> [YOUR OBJECTIVE] The string "Basket" appears in some lines of the entries that follow; copy each such line.
DATA EXCERPTS Block Start
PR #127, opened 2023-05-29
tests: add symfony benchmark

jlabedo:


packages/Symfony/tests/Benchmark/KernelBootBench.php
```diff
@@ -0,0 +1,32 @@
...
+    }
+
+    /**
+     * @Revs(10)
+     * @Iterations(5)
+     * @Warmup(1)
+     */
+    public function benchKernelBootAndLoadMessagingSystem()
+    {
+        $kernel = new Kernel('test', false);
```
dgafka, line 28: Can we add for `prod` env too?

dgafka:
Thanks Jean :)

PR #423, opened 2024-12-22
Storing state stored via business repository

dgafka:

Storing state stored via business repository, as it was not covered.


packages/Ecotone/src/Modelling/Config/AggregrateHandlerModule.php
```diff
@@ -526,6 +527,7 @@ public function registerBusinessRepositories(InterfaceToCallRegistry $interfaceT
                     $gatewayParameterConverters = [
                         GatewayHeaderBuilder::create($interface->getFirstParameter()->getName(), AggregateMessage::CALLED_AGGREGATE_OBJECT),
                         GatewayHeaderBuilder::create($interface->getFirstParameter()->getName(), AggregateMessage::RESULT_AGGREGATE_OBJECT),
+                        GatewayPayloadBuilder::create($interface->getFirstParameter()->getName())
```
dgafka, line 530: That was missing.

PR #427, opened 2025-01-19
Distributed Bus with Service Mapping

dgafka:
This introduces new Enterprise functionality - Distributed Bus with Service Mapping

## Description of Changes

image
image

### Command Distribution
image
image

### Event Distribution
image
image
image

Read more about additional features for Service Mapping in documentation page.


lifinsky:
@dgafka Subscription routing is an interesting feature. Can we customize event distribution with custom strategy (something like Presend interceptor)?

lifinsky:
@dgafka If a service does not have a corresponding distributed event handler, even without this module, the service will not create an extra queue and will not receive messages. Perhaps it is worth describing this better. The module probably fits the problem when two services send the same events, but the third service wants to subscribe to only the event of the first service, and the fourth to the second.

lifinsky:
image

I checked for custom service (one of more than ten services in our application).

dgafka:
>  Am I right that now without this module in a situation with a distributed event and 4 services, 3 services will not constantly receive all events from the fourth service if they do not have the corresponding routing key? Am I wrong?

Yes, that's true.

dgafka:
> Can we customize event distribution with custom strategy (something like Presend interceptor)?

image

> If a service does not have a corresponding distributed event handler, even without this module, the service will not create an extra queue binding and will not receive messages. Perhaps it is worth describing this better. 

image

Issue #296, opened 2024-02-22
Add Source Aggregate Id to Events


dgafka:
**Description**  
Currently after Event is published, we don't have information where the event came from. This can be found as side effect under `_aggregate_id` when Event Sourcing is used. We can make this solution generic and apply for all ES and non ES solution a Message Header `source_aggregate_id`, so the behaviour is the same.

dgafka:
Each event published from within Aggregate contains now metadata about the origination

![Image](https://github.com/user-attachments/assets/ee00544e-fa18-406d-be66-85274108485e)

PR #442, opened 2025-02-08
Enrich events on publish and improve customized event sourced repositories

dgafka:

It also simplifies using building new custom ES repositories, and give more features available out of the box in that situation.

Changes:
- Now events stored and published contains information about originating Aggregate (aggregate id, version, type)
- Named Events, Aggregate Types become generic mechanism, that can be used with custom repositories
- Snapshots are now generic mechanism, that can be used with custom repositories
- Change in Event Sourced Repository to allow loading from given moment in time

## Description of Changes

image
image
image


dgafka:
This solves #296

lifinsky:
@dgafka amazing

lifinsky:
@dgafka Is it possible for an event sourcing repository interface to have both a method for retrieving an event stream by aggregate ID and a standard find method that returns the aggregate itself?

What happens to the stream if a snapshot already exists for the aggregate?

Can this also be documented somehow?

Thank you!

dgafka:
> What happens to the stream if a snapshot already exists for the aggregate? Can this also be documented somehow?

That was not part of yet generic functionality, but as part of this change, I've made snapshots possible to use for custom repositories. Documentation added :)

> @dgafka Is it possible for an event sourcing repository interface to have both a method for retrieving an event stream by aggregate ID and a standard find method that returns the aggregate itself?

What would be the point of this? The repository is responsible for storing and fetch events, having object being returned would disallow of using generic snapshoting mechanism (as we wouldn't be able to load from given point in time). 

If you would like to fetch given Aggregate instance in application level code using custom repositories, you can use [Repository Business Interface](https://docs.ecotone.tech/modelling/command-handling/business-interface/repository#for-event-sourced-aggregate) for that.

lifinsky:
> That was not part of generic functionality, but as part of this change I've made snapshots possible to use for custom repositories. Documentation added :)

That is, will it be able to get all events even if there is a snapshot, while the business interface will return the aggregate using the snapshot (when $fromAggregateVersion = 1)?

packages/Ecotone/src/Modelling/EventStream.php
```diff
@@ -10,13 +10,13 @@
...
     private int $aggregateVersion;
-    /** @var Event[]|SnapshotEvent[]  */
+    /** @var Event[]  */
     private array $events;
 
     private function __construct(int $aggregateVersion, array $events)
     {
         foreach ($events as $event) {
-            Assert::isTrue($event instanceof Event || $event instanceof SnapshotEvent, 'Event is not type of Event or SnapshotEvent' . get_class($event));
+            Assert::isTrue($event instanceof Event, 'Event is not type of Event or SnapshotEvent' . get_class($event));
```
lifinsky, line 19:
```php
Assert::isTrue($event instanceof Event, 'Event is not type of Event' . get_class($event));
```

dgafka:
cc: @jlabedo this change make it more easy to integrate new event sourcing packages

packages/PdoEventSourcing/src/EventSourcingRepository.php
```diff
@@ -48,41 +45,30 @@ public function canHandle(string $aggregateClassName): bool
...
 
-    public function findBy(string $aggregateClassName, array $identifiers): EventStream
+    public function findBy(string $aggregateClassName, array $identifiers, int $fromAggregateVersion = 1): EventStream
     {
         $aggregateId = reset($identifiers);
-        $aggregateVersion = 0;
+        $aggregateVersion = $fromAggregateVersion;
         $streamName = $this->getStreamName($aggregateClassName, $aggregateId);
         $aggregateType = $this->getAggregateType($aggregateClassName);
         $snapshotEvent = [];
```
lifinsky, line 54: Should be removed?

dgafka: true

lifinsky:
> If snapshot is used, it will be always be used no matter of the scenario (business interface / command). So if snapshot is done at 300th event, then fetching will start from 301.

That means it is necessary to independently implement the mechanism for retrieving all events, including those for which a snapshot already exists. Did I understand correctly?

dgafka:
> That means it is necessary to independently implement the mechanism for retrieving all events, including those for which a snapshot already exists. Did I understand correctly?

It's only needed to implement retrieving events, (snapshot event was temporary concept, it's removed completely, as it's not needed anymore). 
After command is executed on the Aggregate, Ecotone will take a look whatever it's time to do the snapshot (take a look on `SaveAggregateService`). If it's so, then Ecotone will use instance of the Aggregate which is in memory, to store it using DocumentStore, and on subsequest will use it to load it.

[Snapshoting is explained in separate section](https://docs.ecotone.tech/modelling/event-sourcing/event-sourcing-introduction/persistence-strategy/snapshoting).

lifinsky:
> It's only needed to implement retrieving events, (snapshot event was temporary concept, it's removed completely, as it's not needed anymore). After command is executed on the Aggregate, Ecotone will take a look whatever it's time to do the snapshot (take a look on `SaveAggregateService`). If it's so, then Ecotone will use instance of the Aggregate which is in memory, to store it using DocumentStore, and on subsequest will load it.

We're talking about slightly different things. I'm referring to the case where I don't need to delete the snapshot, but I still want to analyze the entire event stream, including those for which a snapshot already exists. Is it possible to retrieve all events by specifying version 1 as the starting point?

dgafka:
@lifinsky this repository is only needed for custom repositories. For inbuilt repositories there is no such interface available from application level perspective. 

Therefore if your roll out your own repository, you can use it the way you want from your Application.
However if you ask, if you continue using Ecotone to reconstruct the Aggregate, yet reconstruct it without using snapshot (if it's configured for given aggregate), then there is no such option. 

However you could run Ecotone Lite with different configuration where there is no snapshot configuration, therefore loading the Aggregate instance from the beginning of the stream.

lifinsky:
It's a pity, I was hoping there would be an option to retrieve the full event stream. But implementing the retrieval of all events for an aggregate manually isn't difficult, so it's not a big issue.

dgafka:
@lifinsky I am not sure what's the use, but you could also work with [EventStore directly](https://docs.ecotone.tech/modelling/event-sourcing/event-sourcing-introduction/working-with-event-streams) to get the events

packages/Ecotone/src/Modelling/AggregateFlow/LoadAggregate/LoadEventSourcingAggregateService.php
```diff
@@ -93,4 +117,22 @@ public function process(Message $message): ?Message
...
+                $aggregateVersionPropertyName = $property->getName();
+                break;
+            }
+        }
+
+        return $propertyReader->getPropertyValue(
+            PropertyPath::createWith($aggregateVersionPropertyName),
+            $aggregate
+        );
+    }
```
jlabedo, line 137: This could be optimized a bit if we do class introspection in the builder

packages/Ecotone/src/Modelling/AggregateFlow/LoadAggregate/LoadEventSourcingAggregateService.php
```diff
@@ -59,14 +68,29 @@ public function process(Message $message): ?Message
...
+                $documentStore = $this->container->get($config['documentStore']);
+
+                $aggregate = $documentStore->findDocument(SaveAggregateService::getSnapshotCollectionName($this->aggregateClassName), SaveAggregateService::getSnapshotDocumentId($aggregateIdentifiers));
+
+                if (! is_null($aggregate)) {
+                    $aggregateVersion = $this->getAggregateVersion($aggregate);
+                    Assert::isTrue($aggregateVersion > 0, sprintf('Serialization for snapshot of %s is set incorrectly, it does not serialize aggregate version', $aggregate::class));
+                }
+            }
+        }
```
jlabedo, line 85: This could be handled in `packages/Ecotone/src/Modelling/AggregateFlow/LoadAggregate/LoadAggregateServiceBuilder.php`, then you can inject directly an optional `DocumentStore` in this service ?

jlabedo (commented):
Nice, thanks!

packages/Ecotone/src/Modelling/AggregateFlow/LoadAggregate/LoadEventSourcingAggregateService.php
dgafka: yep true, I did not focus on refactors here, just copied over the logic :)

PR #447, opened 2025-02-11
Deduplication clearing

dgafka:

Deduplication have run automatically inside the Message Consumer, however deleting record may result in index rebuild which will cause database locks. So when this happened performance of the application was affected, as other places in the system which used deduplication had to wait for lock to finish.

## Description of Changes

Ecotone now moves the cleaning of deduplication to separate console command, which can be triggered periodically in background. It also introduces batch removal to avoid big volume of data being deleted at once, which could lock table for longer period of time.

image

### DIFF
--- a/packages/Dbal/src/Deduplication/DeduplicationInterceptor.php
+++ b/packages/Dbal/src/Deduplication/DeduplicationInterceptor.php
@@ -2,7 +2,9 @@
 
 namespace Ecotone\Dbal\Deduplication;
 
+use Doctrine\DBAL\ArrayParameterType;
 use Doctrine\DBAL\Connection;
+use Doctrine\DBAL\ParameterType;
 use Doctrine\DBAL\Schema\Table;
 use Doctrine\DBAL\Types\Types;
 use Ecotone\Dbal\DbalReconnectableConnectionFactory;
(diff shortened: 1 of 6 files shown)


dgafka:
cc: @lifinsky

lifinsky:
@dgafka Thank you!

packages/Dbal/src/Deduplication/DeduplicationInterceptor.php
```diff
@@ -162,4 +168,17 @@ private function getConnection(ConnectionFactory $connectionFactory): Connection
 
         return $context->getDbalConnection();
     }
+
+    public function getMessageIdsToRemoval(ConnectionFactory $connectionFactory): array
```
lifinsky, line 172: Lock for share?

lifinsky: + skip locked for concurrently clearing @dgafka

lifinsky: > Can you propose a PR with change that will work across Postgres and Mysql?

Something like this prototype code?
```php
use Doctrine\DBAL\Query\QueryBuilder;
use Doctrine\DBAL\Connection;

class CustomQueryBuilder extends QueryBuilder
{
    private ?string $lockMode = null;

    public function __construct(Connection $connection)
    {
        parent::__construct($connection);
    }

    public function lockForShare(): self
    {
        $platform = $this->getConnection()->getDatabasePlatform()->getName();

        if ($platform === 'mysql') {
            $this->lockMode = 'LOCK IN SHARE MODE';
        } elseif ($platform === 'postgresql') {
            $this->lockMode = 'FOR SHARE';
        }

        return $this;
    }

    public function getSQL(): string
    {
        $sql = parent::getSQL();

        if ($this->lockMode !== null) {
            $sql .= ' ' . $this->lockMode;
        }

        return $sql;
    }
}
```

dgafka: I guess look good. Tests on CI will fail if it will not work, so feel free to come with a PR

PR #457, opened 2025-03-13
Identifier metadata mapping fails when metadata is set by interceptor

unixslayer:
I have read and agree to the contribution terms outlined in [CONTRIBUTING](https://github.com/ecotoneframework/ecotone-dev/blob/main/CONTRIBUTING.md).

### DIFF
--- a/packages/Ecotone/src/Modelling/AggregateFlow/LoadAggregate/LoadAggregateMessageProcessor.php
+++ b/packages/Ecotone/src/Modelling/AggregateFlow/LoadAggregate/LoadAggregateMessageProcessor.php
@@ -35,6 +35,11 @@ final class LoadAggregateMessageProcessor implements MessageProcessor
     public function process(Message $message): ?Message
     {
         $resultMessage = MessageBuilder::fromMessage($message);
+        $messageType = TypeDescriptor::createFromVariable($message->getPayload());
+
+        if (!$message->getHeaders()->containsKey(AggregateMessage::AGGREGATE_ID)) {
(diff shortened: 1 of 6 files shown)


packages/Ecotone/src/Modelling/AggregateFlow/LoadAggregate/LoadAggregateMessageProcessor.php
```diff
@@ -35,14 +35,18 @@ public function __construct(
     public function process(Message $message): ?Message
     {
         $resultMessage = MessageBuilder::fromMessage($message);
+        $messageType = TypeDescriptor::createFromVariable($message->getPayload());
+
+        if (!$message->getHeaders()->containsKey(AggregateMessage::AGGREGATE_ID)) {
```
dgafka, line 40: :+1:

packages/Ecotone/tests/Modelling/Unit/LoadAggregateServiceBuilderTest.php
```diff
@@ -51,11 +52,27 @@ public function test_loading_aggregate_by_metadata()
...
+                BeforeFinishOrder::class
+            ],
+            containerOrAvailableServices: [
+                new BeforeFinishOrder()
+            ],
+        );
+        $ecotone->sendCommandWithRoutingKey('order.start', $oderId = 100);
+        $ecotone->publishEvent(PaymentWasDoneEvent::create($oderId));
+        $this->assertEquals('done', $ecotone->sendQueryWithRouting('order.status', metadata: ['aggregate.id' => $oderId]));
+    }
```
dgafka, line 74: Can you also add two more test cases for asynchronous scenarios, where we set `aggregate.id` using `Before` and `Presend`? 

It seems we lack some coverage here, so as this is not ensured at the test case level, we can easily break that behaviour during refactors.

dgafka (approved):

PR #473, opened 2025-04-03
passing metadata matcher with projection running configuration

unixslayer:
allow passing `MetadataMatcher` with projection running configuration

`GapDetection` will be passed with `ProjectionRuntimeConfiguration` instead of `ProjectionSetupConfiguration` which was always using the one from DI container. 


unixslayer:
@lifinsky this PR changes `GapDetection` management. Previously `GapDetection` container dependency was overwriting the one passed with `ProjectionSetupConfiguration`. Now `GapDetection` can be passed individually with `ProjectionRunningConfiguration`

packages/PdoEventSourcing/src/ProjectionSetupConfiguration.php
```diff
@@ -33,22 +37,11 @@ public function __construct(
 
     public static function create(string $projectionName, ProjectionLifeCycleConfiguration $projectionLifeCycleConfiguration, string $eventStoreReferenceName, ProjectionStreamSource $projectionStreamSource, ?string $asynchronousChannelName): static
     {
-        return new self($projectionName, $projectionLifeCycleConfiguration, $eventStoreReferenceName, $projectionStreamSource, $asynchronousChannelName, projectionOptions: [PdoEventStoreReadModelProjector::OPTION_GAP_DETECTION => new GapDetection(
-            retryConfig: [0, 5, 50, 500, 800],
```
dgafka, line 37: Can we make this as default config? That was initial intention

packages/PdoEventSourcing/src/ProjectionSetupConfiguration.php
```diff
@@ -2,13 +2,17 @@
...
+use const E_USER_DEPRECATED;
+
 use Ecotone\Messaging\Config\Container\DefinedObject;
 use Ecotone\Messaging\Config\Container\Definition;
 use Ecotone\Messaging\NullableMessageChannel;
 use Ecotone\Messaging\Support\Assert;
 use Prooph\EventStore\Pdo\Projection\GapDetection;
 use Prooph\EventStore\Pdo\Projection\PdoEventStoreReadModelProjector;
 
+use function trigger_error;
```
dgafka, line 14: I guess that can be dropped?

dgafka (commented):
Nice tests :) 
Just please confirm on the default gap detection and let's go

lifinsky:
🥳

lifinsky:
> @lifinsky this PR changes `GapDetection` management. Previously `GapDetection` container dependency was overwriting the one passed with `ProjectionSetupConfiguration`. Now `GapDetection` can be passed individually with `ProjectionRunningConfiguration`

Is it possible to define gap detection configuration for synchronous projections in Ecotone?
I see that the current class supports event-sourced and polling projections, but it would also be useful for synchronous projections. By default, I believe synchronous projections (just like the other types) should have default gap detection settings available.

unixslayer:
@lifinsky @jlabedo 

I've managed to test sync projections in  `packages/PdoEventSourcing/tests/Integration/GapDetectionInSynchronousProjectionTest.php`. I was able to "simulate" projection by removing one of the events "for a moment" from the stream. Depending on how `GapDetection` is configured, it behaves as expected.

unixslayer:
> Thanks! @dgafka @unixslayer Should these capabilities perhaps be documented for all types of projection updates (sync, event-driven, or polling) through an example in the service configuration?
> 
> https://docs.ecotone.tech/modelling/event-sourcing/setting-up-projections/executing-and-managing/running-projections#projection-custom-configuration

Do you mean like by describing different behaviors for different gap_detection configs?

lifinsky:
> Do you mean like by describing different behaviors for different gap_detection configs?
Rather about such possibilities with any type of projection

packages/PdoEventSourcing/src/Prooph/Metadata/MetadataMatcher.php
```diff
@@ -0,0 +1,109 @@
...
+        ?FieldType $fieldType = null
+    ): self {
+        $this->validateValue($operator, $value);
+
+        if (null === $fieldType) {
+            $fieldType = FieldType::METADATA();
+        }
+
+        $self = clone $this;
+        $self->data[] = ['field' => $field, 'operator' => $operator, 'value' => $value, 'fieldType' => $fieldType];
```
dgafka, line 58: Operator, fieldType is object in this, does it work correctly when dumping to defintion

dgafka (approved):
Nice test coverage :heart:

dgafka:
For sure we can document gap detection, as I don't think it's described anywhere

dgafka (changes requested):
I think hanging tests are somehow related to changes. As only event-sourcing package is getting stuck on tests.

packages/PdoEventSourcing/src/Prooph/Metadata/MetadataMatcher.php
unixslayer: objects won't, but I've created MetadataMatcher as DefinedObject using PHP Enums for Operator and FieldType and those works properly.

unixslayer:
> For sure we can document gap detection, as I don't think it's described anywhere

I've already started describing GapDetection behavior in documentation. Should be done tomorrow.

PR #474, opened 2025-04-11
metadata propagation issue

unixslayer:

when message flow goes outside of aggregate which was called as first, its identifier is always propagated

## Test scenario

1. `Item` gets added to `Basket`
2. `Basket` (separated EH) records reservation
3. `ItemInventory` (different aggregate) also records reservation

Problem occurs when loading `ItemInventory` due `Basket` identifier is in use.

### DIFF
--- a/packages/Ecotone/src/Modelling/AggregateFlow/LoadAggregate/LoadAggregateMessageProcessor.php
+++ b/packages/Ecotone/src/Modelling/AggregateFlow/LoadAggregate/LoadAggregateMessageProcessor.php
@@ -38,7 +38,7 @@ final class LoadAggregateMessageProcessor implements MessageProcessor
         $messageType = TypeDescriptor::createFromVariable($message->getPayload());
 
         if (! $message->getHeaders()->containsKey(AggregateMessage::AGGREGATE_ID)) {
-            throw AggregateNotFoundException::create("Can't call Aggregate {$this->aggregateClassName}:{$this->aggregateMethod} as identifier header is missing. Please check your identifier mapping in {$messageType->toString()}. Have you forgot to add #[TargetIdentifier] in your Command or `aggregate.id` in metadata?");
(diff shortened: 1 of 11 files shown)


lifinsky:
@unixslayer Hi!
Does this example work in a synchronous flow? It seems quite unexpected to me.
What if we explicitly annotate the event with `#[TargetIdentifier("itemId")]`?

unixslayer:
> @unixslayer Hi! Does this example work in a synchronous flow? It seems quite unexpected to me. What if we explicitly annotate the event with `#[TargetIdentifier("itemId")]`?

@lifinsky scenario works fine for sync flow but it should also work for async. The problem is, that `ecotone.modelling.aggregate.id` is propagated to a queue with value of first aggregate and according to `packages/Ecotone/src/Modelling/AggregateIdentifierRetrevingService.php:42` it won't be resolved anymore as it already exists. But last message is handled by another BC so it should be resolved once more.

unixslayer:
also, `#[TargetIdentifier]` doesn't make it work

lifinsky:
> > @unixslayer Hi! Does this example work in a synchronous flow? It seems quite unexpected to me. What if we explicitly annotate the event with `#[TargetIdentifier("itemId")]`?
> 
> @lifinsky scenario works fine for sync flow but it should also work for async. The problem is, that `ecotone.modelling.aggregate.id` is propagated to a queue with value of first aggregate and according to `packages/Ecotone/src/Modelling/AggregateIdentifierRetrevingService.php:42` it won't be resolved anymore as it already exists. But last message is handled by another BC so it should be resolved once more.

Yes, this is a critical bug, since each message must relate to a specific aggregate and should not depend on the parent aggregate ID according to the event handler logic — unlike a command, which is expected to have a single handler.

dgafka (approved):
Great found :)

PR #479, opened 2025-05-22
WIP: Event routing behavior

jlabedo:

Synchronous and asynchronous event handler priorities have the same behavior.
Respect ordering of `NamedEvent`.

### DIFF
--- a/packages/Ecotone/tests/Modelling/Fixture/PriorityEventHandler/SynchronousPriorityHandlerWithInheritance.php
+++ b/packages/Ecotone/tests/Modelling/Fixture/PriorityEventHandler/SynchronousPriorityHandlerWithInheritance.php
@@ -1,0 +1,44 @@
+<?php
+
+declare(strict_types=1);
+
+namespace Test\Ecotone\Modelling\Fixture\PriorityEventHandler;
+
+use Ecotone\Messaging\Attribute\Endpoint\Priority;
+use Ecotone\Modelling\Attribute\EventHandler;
DATA EXCERPTS Block End
> [OUTPUT BELOW]
1. `Item` gets added to `Basket`
2. `Basket` (separated EH) records reservation
Problem occurs when loading `ItemInventory` due `Basket` identifier is in use.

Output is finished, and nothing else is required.